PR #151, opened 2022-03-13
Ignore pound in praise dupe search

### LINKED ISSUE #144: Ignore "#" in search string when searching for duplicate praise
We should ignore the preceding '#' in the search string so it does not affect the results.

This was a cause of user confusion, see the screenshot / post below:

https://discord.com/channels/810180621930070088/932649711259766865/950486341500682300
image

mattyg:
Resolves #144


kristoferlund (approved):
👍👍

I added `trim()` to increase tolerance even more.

...

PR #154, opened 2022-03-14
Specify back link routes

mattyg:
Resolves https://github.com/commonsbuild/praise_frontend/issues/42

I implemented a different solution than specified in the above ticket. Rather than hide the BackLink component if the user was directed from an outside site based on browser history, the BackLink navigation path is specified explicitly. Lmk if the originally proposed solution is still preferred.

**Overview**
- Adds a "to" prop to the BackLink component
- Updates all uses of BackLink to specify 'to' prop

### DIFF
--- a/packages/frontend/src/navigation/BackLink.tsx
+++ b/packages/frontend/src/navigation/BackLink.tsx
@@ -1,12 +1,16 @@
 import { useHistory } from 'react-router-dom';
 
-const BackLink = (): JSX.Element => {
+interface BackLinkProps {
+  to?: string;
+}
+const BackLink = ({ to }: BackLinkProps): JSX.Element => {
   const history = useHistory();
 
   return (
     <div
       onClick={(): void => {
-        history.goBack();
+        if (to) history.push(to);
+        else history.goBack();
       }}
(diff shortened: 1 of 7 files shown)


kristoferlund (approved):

--

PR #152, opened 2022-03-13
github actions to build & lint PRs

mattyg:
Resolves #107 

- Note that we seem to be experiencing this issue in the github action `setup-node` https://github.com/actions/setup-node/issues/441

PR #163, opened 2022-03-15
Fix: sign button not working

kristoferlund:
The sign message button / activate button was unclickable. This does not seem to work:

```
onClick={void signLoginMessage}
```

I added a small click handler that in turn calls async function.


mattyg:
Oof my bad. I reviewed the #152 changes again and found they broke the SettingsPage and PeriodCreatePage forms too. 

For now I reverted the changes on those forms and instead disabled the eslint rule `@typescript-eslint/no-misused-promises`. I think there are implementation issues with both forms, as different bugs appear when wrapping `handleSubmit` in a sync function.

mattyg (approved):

Task description: Please show all lines from the entries that contain the word "packages".

Answer space:
--- a/packages/frontend/src/navigation/BackLink.tsx
+++ b/packages/frontend/src/navigation/BackLink.tsx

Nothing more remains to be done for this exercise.